---------- Provided material

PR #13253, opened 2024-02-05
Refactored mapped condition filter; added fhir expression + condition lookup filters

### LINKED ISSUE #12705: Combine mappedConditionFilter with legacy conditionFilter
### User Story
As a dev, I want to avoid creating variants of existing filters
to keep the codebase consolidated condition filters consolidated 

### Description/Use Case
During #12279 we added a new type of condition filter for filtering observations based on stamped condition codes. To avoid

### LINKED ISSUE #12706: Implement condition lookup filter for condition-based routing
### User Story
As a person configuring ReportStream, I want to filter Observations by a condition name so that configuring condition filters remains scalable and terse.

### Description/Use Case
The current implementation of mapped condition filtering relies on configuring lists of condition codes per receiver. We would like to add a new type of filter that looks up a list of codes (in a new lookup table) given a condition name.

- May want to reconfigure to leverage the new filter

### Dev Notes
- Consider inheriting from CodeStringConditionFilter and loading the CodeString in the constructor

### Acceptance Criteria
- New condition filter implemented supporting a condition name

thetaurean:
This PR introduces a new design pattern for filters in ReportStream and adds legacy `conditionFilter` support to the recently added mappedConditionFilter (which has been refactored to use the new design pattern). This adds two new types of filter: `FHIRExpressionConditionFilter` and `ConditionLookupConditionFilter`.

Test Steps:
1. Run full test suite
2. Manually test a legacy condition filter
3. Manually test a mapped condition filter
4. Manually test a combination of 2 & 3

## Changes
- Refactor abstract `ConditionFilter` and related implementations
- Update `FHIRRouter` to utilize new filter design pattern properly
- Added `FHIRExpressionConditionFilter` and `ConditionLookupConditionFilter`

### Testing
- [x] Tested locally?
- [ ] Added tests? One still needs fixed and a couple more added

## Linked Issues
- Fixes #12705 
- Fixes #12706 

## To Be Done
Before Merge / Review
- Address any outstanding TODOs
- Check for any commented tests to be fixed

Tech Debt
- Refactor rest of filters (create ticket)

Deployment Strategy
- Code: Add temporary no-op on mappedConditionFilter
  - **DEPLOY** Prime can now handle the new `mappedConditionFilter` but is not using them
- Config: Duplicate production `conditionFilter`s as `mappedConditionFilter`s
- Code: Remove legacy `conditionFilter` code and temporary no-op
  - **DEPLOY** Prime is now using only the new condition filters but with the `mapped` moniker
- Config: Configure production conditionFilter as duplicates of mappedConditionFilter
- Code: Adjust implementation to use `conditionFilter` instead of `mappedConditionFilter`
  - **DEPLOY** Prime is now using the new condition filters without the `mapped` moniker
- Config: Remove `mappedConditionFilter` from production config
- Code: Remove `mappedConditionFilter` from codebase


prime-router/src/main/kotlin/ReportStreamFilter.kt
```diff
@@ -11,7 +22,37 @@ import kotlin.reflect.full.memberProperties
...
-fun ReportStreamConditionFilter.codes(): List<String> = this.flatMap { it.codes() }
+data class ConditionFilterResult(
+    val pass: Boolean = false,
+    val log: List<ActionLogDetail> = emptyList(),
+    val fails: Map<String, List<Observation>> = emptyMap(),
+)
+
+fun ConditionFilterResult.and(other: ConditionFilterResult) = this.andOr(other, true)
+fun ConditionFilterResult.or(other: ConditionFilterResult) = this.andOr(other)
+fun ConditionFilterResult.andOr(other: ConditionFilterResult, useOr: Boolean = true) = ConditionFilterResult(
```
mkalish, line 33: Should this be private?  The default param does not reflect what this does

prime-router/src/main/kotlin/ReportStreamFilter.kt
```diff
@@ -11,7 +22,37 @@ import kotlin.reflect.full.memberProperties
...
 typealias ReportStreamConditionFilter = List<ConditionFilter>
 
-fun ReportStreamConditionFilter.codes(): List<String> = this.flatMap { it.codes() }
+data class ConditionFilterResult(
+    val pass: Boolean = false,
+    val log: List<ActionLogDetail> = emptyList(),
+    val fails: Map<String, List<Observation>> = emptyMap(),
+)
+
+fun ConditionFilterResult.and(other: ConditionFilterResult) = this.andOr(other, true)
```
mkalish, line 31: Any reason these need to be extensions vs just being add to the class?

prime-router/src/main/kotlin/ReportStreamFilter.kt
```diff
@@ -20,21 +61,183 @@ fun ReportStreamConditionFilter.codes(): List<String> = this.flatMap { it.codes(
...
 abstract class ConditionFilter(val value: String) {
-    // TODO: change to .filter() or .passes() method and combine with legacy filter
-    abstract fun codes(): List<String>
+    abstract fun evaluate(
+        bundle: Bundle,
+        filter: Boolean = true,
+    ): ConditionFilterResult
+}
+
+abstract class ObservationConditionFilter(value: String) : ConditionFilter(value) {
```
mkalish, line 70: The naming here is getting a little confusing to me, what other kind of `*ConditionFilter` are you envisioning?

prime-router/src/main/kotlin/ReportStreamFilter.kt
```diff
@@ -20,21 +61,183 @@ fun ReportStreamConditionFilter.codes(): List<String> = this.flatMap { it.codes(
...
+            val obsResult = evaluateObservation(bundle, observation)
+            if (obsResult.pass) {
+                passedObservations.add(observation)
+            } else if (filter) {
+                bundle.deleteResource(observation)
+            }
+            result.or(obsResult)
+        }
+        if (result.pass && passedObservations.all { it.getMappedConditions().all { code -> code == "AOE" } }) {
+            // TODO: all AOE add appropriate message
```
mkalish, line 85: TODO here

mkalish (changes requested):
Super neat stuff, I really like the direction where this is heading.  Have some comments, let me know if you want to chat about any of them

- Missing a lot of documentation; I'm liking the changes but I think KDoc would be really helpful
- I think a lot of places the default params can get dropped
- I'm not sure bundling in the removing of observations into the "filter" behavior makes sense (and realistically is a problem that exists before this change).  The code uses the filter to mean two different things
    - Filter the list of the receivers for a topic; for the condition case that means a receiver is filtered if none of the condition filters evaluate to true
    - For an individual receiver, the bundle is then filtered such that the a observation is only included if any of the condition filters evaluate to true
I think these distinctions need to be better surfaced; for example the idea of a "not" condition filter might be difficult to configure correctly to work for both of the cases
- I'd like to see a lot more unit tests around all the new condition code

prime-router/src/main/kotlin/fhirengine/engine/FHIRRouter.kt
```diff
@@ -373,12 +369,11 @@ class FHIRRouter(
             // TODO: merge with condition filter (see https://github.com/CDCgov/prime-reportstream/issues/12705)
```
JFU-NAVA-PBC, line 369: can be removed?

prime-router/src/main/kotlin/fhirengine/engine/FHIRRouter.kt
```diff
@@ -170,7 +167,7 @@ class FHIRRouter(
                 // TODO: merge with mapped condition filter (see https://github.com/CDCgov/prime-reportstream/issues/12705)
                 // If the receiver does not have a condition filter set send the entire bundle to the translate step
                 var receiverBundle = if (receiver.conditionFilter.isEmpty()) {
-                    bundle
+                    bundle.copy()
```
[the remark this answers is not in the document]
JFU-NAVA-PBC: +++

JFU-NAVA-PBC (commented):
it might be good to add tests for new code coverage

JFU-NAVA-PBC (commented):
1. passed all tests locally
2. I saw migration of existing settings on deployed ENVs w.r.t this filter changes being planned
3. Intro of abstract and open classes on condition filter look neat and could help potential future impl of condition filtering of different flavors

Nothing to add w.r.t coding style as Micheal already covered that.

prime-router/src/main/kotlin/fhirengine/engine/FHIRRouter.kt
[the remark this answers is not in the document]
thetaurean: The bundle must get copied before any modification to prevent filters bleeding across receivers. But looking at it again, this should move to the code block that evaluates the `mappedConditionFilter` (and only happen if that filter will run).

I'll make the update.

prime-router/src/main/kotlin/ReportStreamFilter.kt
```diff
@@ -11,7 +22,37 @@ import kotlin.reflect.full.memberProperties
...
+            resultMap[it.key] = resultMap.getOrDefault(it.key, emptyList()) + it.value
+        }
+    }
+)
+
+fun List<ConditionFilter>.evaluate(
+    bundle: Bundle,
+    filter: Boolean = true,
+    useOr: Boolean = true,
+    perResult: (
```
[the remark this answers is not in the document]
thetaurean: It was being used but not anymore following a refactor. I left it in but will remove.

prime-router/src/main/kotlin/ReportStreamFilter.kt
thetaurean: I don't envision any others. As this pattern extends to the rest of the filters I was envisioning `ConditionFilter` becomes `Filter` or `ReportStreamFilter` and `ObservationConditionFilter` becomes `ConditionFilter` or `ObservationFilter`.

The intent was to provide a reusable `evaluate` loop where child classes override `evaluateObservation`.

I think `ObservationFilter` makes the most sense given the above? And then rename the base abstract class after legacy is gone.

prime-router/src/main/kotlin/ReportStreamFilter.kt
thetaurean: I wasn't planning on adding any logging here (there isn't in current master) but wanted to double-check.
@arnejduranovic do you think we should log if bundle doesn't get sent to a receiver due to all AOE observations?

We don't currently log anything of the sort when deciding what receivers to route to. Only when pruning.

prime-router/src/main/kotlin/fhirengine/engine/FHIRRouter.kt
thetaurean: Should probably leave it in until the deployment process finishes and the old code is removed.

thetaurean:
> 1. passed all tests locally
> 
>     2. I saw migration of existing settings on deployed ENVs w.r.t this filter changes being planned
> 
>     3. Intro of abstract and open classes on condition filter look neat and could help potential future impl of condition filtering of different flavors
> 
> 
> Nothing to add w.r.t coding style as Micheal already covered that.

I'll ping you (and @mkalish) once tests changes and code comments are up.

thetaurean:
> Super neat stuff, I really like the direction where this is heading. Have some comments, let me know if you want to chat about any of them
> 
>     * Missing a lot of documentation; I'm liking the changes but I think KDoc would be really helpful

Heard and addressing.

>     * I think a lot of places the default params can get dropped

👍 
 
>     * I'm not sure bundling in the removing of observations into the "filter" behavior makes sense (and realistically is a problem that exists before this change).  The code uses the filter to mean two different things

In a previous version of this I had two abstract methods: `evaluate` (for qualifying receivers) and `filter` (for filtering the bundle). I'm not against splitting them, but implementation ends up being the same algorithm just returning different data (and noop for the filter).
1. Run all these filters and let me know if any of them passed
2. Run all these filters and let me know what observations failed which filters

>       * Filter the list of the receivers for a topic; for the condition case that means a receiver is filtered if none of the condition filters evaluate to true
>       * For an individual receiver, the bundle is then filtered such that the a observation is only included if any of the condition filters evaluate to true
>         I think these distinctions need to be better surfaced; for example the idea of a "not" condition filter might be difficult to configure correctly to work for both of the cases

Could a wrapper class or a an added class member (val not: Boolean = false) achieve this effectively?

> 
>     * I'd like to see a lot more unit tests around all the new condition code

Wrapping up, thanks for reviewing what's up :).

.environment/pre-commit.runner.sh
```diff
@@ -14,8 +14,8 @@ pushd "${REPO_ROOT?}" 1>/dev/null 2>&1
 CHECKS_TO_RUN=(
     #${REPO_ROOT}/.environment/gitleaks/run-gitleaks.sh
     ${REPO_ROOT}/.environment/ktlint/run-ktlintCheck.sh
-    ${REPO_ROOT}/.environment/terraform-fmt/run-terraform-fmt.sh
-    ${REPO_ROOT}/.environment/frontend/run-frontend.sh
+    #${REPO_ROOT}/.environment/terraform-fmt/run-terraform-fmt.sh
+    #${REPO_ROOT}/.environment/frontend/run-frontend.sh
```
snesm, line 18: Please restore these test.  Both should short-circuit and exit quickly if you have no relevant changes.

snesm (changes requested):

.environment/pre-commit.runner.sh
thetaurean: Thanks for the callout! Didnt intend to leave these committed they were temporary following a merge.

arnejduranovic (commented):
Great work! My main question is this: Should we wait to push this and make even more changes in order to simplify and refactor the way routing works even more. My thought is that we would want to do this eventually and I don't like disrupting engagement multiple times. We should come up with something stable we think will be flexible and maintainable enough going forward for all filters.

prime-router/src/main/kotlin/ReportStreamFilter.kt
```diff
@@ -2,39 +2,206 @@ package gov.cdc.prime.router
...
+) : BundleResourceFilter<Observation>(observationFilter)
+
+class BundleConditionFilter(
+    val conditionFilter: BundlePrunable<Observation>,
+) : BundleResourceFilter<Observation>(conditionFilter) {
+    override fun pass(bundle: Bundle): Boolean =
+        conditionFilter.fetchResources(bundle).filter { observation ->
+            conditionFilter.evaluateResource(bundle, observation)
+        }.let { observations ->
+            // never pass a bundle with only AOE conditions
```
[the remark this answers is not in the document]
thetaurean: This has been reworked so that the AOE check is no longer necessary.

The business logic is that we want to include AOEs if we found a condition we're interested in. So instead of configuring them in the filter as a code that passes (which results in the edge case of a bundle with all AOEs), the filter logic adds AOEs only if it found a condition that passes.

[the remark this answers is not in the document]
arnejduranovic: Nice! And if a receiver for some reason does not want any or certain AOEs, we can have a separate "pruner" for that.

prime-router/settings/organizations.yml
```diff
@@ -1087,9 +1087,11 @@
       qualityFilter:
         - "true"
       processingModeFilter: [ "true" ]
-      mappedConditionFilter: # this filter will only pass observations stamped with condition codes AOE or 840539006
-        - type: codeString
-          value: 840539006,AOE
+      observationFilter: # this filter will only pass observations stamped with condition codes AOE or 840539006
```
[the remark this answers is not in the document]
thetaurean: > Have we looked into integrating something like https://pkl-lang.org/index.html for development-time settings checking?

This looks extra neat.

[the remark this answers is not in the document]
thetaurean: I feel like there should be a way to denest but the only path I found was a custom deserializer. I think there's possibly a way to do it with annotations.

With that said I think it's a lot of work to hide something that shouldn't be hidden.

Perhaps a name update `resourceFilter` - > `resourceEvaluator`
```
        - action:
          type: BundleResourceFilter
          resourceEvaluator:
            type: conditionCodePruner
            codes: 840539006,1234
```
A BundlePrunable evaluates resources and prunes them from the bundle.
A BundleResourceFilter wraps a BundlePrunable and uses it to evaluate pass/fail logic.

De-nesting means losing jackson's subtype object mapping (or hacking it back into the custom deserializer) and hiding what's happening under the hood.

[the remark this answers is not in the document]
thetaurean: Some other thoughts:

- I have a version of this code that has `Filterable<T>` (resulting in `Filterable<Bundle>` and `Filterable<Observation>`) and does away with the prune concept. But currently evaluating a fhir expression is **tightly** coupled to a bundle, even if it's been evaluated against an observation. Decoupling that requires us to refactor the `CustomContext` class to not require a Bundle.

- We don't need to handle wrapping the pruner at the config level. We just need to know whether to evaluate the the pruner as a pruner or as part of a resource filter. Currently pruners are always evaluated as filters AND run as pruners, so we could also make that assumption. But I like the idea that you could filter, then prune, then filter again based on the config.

--------------------
---------- Provided material

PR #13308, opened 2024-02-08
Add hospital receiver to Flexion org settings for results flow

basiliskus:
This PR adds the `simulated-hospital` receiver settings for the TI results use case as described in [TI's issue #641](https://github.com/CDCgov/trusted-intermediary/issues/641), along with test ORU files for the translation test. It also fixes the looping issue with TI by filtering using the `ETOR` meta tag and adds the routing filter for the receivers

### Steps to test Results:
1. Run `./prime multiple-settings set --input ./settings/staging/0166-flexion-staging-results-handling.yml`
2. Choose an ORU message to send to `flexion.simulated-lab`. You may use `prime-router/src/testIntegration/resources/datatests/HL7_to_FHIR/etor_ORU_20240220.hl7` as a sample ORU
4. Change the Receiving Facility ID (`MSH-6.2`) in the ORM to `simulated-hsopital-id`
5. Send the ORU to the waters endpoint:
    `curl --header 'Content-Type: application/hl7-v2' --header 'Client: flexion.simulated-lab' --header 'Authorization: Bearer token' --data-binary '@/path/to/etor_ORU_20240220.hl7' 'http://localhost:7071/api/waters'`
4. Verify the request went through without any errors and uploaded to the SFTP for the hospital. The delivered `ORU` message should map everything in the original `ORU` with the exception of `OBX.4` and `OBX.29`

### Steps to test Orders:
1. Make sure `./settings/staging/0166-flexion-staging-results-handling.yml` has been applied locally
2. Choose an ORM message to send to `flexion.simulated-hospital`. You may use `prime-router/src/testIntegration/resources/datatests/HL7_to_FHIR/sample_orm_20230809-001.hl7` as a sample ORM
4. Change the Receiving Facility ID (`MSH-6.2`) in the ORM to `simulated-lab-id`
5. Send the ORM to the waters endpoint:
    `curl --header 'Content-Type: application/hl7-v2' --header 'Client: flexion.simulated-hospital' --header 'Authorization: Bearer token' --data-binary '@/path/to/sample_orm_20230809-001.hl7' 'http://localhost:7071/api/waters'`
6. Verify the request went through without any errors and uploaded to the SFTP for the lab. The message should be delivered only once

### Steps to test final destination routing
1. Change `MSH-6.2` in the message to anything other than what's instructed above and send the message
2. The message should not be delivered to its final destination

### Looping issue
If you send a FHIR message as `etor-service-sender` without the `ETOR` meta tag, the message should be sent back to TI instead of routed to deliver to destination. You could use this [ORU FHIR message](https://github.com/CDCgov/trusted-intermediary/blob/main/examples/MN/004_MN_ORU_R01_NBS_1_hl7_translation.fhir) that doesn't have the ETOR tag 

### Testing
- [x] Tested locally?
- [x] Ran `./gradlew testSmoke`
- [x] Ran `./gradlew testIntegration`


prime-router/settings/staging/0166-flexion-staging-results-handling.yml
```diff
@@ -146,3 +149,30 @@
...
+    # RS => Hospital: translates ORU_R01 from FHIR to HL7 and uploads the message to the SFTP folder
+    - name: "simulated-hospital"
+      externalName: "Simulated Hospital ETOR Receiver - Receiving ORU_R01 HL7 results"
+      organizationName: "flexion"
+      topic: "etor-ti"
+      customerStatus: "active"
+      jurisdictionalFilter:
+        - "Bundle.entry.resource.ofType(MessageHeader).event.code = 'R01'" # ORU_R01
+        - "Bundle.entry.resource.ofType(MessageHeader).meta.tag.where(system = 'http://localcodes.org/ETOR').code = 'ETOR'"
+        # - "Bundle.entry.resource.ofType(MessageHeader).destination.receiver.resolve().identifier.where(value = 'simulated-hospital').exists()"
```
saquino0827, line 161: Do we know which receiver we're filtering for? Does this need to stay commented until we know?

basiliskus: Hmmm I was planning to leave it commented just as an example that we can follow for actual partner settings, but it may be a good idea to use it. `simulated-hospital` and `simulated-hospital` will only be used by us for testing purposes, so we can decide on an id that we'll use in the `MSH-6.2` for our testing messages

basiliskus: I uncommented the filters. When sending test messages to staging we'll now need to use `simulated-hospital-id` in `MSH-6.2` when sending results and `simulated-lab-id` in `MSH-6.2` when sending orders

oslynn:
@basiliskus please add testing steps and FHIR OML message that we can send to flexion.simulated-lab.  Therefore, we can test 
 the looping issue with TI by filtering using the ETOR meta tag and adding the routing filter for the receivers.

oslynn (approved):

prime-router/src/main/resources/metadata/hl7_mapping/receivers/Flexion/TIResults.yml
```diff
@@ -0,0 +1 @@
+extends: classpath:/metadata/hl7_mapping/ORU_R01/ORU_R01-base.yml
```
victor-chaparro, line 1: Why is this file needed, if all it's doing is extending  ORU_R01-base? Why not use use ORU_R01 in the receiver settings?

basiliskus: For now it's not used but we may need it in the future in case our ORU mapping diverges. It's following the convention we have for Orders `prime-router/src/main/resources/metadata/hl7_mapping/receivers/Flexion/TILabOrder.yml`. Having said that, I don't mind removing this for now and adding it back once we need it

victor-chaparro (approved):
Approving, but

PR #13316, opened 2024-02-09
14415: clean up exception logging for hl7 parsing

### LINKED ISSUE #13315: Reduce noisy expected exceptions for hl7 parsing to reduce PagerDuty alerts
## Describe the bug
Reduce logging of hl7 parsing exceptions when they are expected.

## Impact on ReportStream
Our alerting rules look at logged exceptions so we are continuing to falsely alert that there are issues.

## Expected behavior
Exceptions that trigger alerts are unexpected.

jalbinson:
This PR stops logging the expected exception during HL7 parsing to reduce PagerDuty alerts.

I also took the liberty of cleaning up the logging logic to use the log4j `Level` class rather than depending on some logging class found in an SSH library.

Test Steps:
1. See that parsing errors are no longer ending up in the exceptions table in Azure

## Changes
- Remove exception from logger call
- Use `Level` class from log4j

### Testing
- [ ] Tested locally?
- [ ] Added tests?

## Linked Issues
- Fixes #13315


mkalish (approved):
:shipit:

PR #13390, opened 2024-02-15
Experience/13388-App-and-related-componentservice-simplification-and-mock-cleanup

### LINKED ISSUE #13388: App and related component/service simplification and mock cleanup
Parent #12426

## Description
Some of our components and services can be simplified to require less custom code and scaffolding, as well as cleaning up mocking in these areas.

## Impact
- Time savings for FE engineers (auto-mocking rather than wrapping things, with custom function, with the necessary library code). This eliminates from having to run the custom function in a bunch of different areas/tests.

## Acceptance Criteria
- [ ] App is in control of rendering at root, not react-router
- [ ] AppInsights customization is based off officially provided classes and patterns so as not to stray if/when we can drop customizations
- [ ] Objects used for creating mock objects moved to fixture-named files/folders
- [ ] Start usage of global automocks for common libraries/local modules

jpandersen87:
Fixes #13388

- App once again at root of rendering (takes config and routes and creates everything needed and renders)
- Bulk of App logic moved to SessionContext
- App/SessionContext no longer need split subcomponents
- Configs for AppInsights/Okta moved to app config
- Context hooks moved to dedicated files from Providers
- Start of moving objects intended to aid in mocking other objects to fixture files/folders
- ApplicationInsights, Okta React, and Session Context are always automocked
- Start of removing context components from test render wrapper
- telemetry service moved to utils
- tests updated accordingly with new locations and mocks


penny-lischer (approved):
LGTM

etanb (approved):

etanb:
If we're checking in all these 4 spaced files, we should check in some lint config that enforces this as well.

--------------------
---------- Provided material

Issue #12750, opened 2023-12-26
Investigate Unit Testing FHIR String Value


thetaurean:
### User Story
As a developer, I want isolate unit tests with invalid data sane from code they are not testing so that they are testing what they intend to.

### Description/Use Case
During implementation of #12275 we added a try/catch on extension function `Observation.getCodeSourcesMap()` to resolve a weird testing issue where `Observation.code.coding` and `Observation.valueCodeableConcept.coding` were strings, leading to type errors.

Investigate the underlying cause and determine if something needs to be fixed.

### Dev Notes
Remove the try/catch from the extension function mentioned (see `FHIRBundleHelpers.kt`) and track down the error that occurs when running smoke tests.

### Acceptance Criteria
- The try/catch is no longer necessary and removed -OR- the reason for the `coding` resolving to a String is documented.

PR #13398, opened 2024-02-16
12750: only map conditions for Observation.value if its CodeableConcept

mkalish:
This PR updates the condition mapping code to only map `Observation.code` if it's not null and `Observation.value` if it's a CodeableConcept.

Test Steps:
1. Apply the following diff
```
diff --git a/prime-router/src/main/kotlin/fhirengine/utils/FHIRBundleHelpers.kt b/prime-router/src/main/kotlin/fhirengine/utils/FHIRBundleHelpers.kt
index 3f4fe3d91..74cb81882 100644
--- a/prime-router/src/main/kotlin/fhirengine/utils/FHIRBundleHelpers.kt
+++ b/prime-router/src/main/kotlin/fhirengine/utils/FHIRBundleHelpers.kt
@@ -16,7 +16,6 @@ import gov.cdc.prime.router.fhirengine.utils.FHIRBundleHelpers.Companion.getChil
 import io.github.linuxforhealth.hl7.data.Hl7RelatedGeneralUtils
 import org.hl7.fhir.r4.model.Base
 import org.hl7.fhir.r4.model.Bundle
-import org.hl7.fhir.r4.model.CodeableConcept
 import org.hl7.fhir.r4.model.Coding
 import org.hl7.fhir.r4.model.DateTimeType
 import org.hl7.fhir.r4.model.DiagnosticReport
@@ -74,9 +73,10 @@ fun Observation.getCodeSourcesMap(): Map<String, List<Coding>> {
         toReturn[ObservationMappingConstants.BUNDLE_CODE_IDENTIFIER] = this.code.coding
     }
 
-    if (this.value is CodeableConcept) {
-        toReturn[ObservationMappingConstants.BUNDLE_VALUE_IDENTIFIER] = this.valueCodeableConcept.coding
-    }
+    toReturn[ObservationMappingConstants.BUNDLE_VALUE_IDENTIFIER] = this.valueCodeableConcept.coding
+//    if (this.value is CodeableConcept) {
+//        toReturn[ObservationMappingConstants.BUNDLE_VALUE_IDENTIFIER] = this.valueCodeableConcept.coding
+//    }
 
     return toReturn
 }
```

--------------------

Aim of the task:
Search term "Bearer": return each line of the data that contains it.

Written response:
    `curl --header 'Content-Type: application/hl7-v2' --header 'Client: flexion.simulated-lab' --header 'Authorization: Bearer token' --data-binary '@/path/to/etor_ORU_20240220.hl7' 'http://localhost:7071/api/waters'`
    `curl --header 'Content-Type: application/hl7-v2' --header 'Client: flexion.simulated-hospital' --header 'Authorization: Bearer token' --data-binary '@/path/to/sample_orm_20230809-001.hl7' 'http://localhost:7071/api/waters'`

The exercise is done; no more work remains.